Somewhere along the road they are both missing and denying the key component, that there is a will in me that makes the decision between competing desires. They claim, "Now, it cannot be the case that we made that choice..." but why cannot that be the case? Again, they try to skew the game by closing off all goalposts before the opening whistle is blown.
I think the "other side" makes the mistake of attributing all thoughts to biology, which is ultimately absurd. Richard Swinburne writes, [quote]“I do not believe that in any of its forms this reduction works. The difficulty is just what are these states or events which are supposed to replace agents and what they mean to do by their actions. If these states or events are to function in scientific explanation, they must be occurrent states or events. From the 17th c. to the 20th c. many writers supposed that they were mental acts of willing, to which they gave the name ‘volitions’. On this view, actions are movements caused by volitions; my moving my hand is a volition to move my hand causing a subsequent motion of my hand. One difficulty of this view is that volitions, being themselves actions, ought to be analyzable in a similar way. But if each volition involves another one, we would have an infinite series of volitions involved in every action—which is absurd. ... Here’s where it truly fails: The basic idea of all the theories is that an agent’s bringing about an effect intentionally, i.e., meaning to do so, is indubitably to be analyzed as the causing of that effect by some state of the agent or some event involving him. But all such analyses fail because an intention (or wish or desire) of P (a personal agent) to bring about an effect E, if it is some occurrent state or event, could bring about E without P’s having intentionally brought about E. Causation by an intention does not guarantee intentional action.”[/quote]
I think these scholars, like Harris, are claiming science tells them far more than it does, but that's what their arguments are based in. At what point do waves become sound? At what point does sound become music? At what point does music become art? At what point does art become beauty? At what point does data become sequences? Sequences become information? Information becomes useful, and then becomes science? At what point do letters become language? Language is interpretable and becomes meaningful? At what point does meaningful language become literature? There is more here than biology, even complex biology, can define and describe.

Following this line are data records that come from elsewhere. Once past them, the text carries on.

PR #173, opened 2016-01-02
Fix Source Code Disclosure SVN Throws False Positive

kingthorin:
Fixes zaproxy/zaproxy#1713

### DIFF
--- a/src/org/zaproxy/zap/extension/ascanrulesBeta/SourceCodeDisclosureSVN.java
+++ b/src/org/zaproxy/zap/extension/ascanrulesBeta/SourceCodeDisclosureSVN.java
@@ -26,6 +26,8 @@ import java.sql.PreparedStatement;
 import java.sql.ResultSet;
 import java.sql.SQLException;
 import java.sql.Statement;
+import java.util.Arrays;
+import java.util.List;
 import java.util.regex.Pattern;
 
 import org.apache.commons.httpclient.HttpStatus;
@@ -49,6 +51,24 @@ import org.zaproxy.zap.model.Vulnerability;
 public class SourceCodeDisclosureSVN extends AbstractAppPlugin {
 
 	/**
+	* if we got a 404 or a redirect specifically, then this is NOT a match
+	* note that since we are simply relying on the file existing or not, we 
+	* will not attempt any fuzzy matching. Old school.
+	* Checks based on this are necessary, otherwise a recursive scan on nodes 
+	* in the url path cause lots of false positives.
+	* 	MOVED_PERMANENTLY - 301
+	* 	FOUND - 302
+	* 	SEE_OTHER - 303
+	* 	NOT_MODIFIED - 304
+	* 	USE_PROXY - 305 (306 is currently unused)
+	* 	TEMPORARY_REDIRECT - 307
+	* 	NOT_FOUND - 404
+	*/
+	private static final List<Integer> UNWANTED_RESPONSE_CODES= Arrays.asList(301,302,303,304,305,307,404);
+	
+	private static final String MESSAGE_PREFIX = "ascanbeta.sourcecodedisclosure.svnbased.";
+	
+	/**
 	 * details of the vulnerability which we are attempting to find 
 	 * 34 = "Predictable Resource Location"
 	 */
@@ -68,6 +88,11 @@ public class SourceCodeDisclosureSVN extends AbstractAppPlugin {
 	private static final Pattern PATTERN_JAVA = Pattern.compile("class");  //Java is compiled, not interpreted, but this helps with my test cases.
 	private static final Pattern PATTERN_HTML = Pattern.compile("<html");  //helps eliminate some common false positives in the case of 403s, 302s, etc
 
+	@Override
+	public void init() {
+
+	}
+	
 	/**
 	 * returns the plugin id
 	 */
@@ -81,7 +106,7 @@ public class SourceCodeDisclosureSVN extends AbstractAppPlugin {
 	 */
 	@Override
 	public String getName() {
-		return Constant.messages.getString("ascanbeta.sourcecodedisclosure.svnbased.name");
+		return Constant.messages.getString(MESSAGE_PREFIX+"name");
 	}
 
 	@Override
@@ -91,10 +116,7 @@ public class SourceCodeDisclosureSVN extends AbstractAppPlugin {
 
 	@Override
 	public String getDescription() {
-		if (vuln != null) {
-			return vuln.getDescription();
-		}
-		return "Failed to load vulnerability description from file";
+		return Constant.messages.getString("ascanbeta.sourcecodedisclosure.desc");
 	}
 
 	@Override
@@ -104,10 +126,7 @@ public class SourceCodeDisclosureSVN extends AbstractAppPlugin {
 
 	@Override
 	public String getSolution() {
-		if (vuln != null) {
-			return vuln.getSolution();
-		}
-		return "Failed to load vulnerability solution from file";
+		return Constant.messages.getString(MESSAGE_PREFIX+"soln");
 	}
 
 	@Override
@@ -125,10 +144,10 @@ public class SourceCodeDisclosureSVN extends AbstractAppPlugin {
 		return "Failed to load vulnerability reference from file";
 	}
 
-	@Override
-	public void init() {
+	public String getExtraInfo(String urlfilename, String attackFilename) {
+				return Constant.messages.getString(MESSAGE_PREFIX+"extrainfo", urlfilename, attackFilename);
 	}
-
+	
 	@Override
 	public void scan() {
 		//at Low or Medium strength, do not attack URLs which returned "Not Found"
@@ -136,7 +155,7 @@ public class SourceCodeDisclosureSVN extends AbstractAppPlugin {
 		if ( (attackStrength==AttackStrength.LOW||attackStrength==AttackStrength.MEDIUM) 
 				&& (getBaseMsg().getResponseHeader().getStatusCode() == HttpStatus.SC_NOT_FOUND))
 			return;
-
+		
 		// scan the node itself (ie, at URL level, rather than at parameter level)
 		if (log.isDebugEnabled()) {
 			log.debug("Attacking at Attack Strength: " + this.getAttackStrength());
@@ -212,7 +231,23 @@ public class SourceCodeDisclosureSVN extends AbstractAppPlugin {
 	public int getWascId() {
 		return 34;  //Predictable Resource Location
 	}
-
+	
+	private boolean shouldStop(AlertThreshold alertThreshold, int statusCode) {
+		//At MEDIUM or HIGH ignore all client and server error responses
+		if ((alertThreshold==AlertThreshold.MEDIUM || alertThreshold==AlertThreshold.HIGH) && 
+			(HttpStatusCode.isClientError(statusCode) || HttpStatusCode.isServerError(statusCode))) {
+				return true; 
+		}
+		return false;
+	}
+	
+	private int getConfidence(int statusCode) {
+		if (HttpStatusCode.isClientError(statusCode) || HttpStatusCode.isServerError(statusCode)) {
+			return Alert.CONFIDENCE_LOW; //Less confident due to response status code
+		}
+		return Alert.CONFIDENCE_MEDIUM;
+	}
+	
 	/**
 	 * finds the source code for the given file, using SVN metadata on the server (if this is available)
 	 * @param uri the URI of a file, whose source code we want to find
@@ -220,6 +255,8 @@ public class SourceCodeDisclosureSVN extends AbstractAppPlugin {
 	 */
 	private boolean findSourceCodeSVN(HttpMessage originalMessage) throws Exception {
 
+		AlertThreshold alertThreshold = getAlertThreshold();
+		
 		//SVN formats 1-10 (format 11 is not used) are supported by this logic.
 		//TODO: The SQLite based (and centralised, except for pre-release formats which we don't plan to support) ".svn/wc.db" style used from SVN format 12 through to 31 
 		//(and possibly later formats) is not yet supported here. It's a work in progress.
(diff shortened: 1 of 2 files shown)


src/org/zaproxy/zap/extension/ascanrulesBeta/SourceCodeDisclosureSVN.java
```diff
@@ -91,10 +95,7 @@ public String getName() {
 
 	@Override
 	public String getDescription() {
-		if (vuln != null) {
-			return vuln.getDescription();
-		}
-		return "Failed to load vulnerability description from file";
+		return Constant.messages.getString("ascanbeta.sourcecodedisclosure.desc");
```
kingthorin: I know I should probably add a SVN specific one but I was trying to stay closest to the original code as possible. See https://github.com/zaproxy/zap-extensions/blob/beta/src/org/zaproxy/zap/extension/ascanrulesBeta/SourceCodeDisclosureSVN.java#L280

src/org/zaproxy/zap/extension/ascanrulesBeta/SourceCodeDisclosureSVN.java
```diff
@@ -125,13 +123,17 @@ public String getReference() {
 		return "Failed to load vulnerability reference from file";
 	}
 
+	public String getExtraInfo(String urlfilename, String attackFilename) {
```
kingthorin: It was already in messages.properties, not sure why we weren't using it before.

src/org/zaproxy/zap/extension/ascanrulesBeta/SourceCodeDisclosureSVN.java
```diff
@@ -104,10 +105,7 @@ public int getCategory() {
 
 	@Override
 	public String getSolution() {
-		if (vuln != null) {
-			return vuln.getSolution();
-		}
-		return "Failed to load vulnerability solution from file";
+		return Constant.messages.getString(MESSAGE_PREFIX+"soln");
```
kingthorin: It was already in messages.properties, not sure why we weren't using it before.

src/org/zaproxy/zap/extension/ascanrulesBeta/SourceCodeDisclosureSVN.java
```diff
@@ -220,6 +222,22 @@ public int getWascId() {
 	 */
 	private boolean findSourceCodeSVN(HttpMessage originalMessage) throws Exception {
 
+		//if we got a 404 or a redirect specifically, then this is NOT a match
+		//note that since we are simply relying on the file existing or not, we 
+		//will not attempt any fuzzy matching. Old school.
+		//Checks based on this are necessary, otherwise a recursive scan on nodes 
+		//in the url path cause lots of false positives.
+		List<HttpStatusCode> unwantedCodes= new ArrayList<HttpStatusCode>();
```
kingthorin: Setup a list to make this check easier below.

src/org/zaproxy/zap/extension/ascanrulesBeta/SourceCodeDisclosureSVN.java
```diff
@@ -255,18 +273,14 @@ private boolean findSourceCodeSVN(HttpMessage originalMessage) throws Exception
 			//svnsourcefileattackmsg.setRequestHeader(this.getBaseMsg().getRequestHeader());
 			sendAndReceive(svnsourcefileattackmsg, false);  //do not follow redirects
```
kingthorin: This is the biggest part of this change, in three places (here and two below) we check attack strength and if LOW or MED ignore all 400 and 500 series responses (return false). Otherwise, as long as it's not part of the unwanted list (established earlier) we continue.

src/org/zaproxy/zap/extension/ascanrulesBeta/SourceCodeDisclosureSVN.java
```diff
@@ -255,18 +273,14 @@ private boolean findSourceCodeSVN(HttpMessage originalMessage) throws Exception
...
-					svnsourcefileattackmsg.getResponseHeader().getStatusCode() !=  HttpStatusCode.TEMPORARY_REDIRECT //307
-					) {
+			int attackmsgResponseStatusCode = svnsourcefileattackmsg.getResponseHeader().getStatusCode();
+			//At LOW and MEDIUM ignore all client and server error responses
+			if ((attackStrength==AttackStrength.LOW || attackStrength==AttackStrength.MEDIUM) && 
+				(HttpStatusCode.isClientError(attackmsgResponseStatusCode) || HttpStatusCode.isServerError(attackmsgResponseStatusCode))) {
+					return false; 
+			}				
+			if (!unwantedCodes.contains(attackmsgResponseStatusCode)) {//If the response is wanted (not on the unwanted list)
+
```
kingthorin: This is the biggest part of this change, in three places (here and two below) we check attack strength and if LOW or MED ignore all 400 and 500 series responses (return false). Otherwise, as long as it's not part of the unwanted list (established earlier) we continue.

src/org/zaproxy/zap/extension/ascanrulesBeta/SourceCodeDisclosureSVN.java
thc202: The type argument should be Integer not HttpStatusCode (it's the former that will be checked later on).
I guess this could be a constant? Avoids recreating the list all the time.

src/org/zaproxy/zap/extension/ascanrulesBeta/SourceCodeDisclosureSVN.java
```diff
@@ -220,6 +222,22 @@ public int getWascId() {
 	 */
 	private boolean findSourceCodeSVN(HttpMessage originalMessage) throws Exception {
 
+		//if we got a 404 or a redirect specifically, then this is NOT a match
+		//note that since we are simply relying on the file existing or not, we 
+		//will not attempt any fuzzy matching. Old school.
+		//Checks based on this are necessary, otherwise a recursive scan on nodes 
+		//in the url path cause lots of false positives.
+		List<HttpStatusCode> unwantedCodes= new ArrayList<HttpStatusCode>();
+		unwantedCodes.add(HttpStatusCode.NOT_FOUND, null);  //404
```
thc202: The codes should be just added (this statement is trying to insert null at the given index, which leads to an exception).

src/org/zaproxy/zap/extension/ascanrulesBeta/SourceCodeDisclosureSVN.java
```diff
@@ -255,18 +273,14 @@ private boolean findSourceCodeSVN(HttpMessage originalMessage) throws Exception
...
-					svnsourcefileattackmsg.getResponseHeader().getStatusCode() !=  HttpStatusCode.MOVED_PERMANENTLY && //301
-					svnsourcefileattackmsg.getResponseHeader().getStatusCode() !=  HttpStatusCode.FOUND && //302
-					svnsourcefileattackmsg.getResponseHeader().getStatusCode() !=  HttpStatusCode.SEE_OTHER	&& //303
-					svnsourcefileattackmsg.getResponseHeader().getStatusCode() !=  HttpStatusCode.NOT_MODIFIED && //304
-					svnsourcefileattackmsg.getResponseHeader().getStatusCode() !=  HttpStatusCode.USE_PROXY && //305 (306 is currently unused)
-					svnsourcefileattackmsg.getResponseHeader().getStatusCode() !=  HttpStatusCode.TEMPORARY_REDIRECT //307
-					) {
+			int attackmsgResponseStatusCode = svnsourcefileattackmsg.getResponseHeader().getStatusCode();
+			//At LOW and MEDIUM ignore all client and server error responses
+			if ((attackStrength==AttackStrength.LOW || attackStrength==AttackStrength.MEDIUM) &&
```
thc202: Since the logic is the same for all the cases it's better to extract a method (it will be easier to maintain).

src/org/zaproxy/zap/extension/ascanrulesBeta/SourceCodeDisclosureSVN.java
thc202: Shouldn't we be using the alert threshold instead of attack strength?
From the definition of attack strength, higher levels should lead to more number of attacks not (directly to) higher/lower number of false positives. Am I misinterpreting it?

Anyway, in this case continuing with the check will most likely lead to false positives (for example, the ones in the issue report, 400/500 and others likely to happen 401/403, maybe even a 502 or 504). There might be an issue in the server or the connection (or the client ;) but it's not necessarily a SVN source leak.
As an example:
 - Add the following HTTP sender script:
   ```JavaScript
    function sendingRequest(msg, initiator, helper) {
    }

    function responseReceived(msg, initiator, helper) {
        if (initiator != 2)
            return
        msg.setResponseHeader(new org.parosproxy.paros.network.HttpResponseHeader(msg.getResponseHeader().toString().replaceFirst(".+\r\n", "HTTP/1.1 504 Gateway Timeout\r\n")))
}
```

 - Access a file in your local server:
   `http://example.com/no/svn/repo/here/file.txt`
 - Active scan with SVN scanner (with High Strength);
 - Note the issues raised:
    - Source Code Disclosure - SVN (5)
       - GET: http://example.com/no
       - GET: http://example.com/no/svn
       - GET: http://example.com/no/svn/repo
       - GET: http://example.com/no/svn/repo/here
       - GET: http://example.com/no/svn/repo/here/file.txt

Other info of the first alert:
"The source code for [no] was found at [http://example.com/.svn/text-base/no.svn-base]"

**Comment by thc202** [comment]
The ZapAddOn.xml file needs to be updated (and the branch rebased).

File: src/org/zaproxy/zap/extension/ascanrulesBeta/SourceCodeDisclosureSVN.java (hunk 6 above)
Comment (kingthorin) [inline src/org/zaproxy/zap/extension/ascanrulesBeta/SourceCodeDisclosureSVN.java]: 1) Yes I can switch it to Threshold, will just have to switch the logic, because the scales are inverted (Threshold vs Strength).
2) Yes your behavior observation is valid, at high strength you might get more false positives. (Or the other way around if we switch to Threshold at lower Threshold there might be more false positives because we relax the rules for raising an alert...so though we doubt a 504 is a valid result we'd still alert on it....)

File: src/org/zaproxy/zap/extension/ascanrulesBeta/SourceCodeDisclosureSVN.java (hunk 4 above)
Comment (kingthorin) [inline src/org/zaproxy/zap/extension/ascanrulesBeta/SourceCodeDisclosureSVN.java]: There's somewhere we compare it as an integer? I thought getResponseHeader().getStatusCode() returned a HttpStatusCode ... I'll look at it again.

Yes I'll turn this into a constant, that makes sense.

File: src/org/zaproxy/zap/extension/ascanrulesBeta/SourceCodeDisclosureSVN.java (hunk 6 above)
Comment (thc202) [inline src/org/zaproxy/zap/extension/ascanrulesBeta/SourceCodeDisclosureSVN.java]: OK, in that case we should lower the confidence?

File: src/org/zaproxy/zap/extension/ascanrulesBeta/SourceCodeDisclosureSVN.java (hunk 8 above)
Comment (kingthorin) [inline src/org/zaproxy/zap/extension/ascanrulesBeta/SourceCodeDisclosureSVN.java]: Agreed, will do.

**Comment by kingthorin** [comment]
Ok I'll tackle that as well. This has been a work in progress for a quite a while.

File: src/org/zaproxy/zap/extension/ascanrulesBeta/SourceCodeDisclosureSVN.java (hunk 4 above)
Comment (thc202) [inline src/org/zaproxy/zap/extension/ascanrulesBeta/SourceCodeDisclosureSVN.java]: When checking the "contains", it will use the status code which is an int.
The class HttpStatusCode is just an utility class (used to gather all the status codes and provide helper methods).

File: src/org/zaproxy/zap/extension/ascanrulesBeta/SourceCodeDisclosureSVN.java (hunk 6 above)
Comment (kingthorin) [inline src/org/zaproxy/zap/extension/ascanrulesBeta/SourceCodeDisclosureSVN.java]: Ya that's seems fair and logical.

File: src/org/zaproxy/zap/extension/ascanrulesBeta/SourceCodeDisclosureSVN.java (hunk 4 above)
Comment (kingthorin) [inline src/org/zaproxy/zap/extension/ascanrulesBeta/SourceCodeDisclosureSVN.java]: Oh ok, thanks for the tip.

**Comment by kingthorin** [comment]
Ok, here's an updated version. Full disclosure: I probably shouldn't have tackled it tonight, I"mi over tired but I couldn't get this out of my head. I'm not 100% sure about the logic (having switched to Threshold and abstracted things slightly), but I believe it's correct. All feedback welcome.

**Comment by kingthorin** [comment]
Don't bother reviewing this yet. I've just thought of additional things I should test based on slight modifications to your http sender script. But I gotta get some sleep first :wink:

**Comment by kingthorin** [comment]
I believe this one addresses everything mentioned.

File: src/org/zaproxy/zap/extension/ascanrulesBeta/SourceCodeDisclosureSVN.java [hunk 9]
```diff
@@ -48,6 +50,10 @@
  */
 public class SourceCodeDisclosureSVN extends AbstractAppPlugin {
 
+	private List<Integer> UNWANTED_CODES= new ArrayList<Integer>(7);
```
thc202: This could/should be a constant (and should be initialised in a static block). Otherwise it will be created a list per instance, which happens often when scanning.

src/org/zaproxy/zap/extension/ascanrulesBeta/SourceCodeDisclosureSVN.java
```diff
@@ -212,7 +228,23 @@ public int getCweId() {
 	public int getWascId() {
 		return 34;  //Predictable Resource Location
 	}
-
+	
+	private boolean shouldStop(AlertThreshold alertThreshold, Integer statusCode) {
```
thc202: The type of parameter statusCode could be primitive type int (avoids unnecessary un/boxing conversions).

src/org/zaproxy/zap/extension/ascanrulesBeta/SourceCodeDisclosureSVN.java
```diff
@@ -212,7 +228,23 @@ public int getCweId() {
...
+		//At MEDIUM or HIGH ignore all client and server error responses
+		if ((alertThreshold==AlertThreshold.MEDIUM || alertThreshold==AlertThreshold.HIGH) && 
+			(HttpStatusCode.isClientError(statusCode) || HttpStatusCode.isServerError(statusCode))) {
+				return true; 
+		}
+		return false;
+	}
+	
+	private int getConfidence(Integer statusCode) {
```
thc202: Same comment as above.

src/org/zaproxy/zap/extension/ascanrulesBeta/SourceCodeDisclosureSVN.java
```diff
@@ -49,6 +50,24 @@
...
+	* in the url path cause lots of false positives.
+	* 	MOVED_PERMANENTLY - 301
+	* 	FOUND - 302
+	* 	SEE_OTHER - 303
+	* 	NOT_MODIFIED - 304
+	* 	USE_PROXY - 305 (306 is currently unused)
+	* 	TEMPORARY_REDIRECT - 307
+	* 	NOT_FOUND - 404
+	*/
+	private static final int[] UNWANTED_RESPONSE_CODES= {301,302,303,304,305,307,404};
```
thc202: This can be converted directly to a List:
`List<Integer> UNWANTED_RESPONSE_CODES = Arrays.asList(301, 302, 303, 304, 305, 307, 404);`
the other conversions can be deleted.

thc202:
Thanks!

At what point do chemicals reactions turn into consciousness? At what point does consciousness yield thinking? At what point does thinking yield reasoning? At what point does reasoning yield free will? We reach the point where self-awareness necessarily includes self-direction, which necessarily means free will. The Bible is clear that our desires do not rule us.
The problem in their argument is that science doesn't back it up. They are extrapolating conclusions (I am a slave to my desires) based on unscientific assumptions (desires cannot be changed). Let's start off with their assumption: "We either act from desire or coercion." That is not a scientific statement, but a philosophical one. It is not based in science, nor is it provable by science. It's a presuppositional ground (sand) on which they build their argument, but there's nothing solid, scientific, or provable about it. When it comes right down to it, it has no more merit than arguments about free will.
If all desires are merely uncontrollable stronger or weaker brain states, then we are claiming that we can define the world fully by speaking only in physical properties, which we all know (art, science, music, literature, beauty, language, meaning) is false.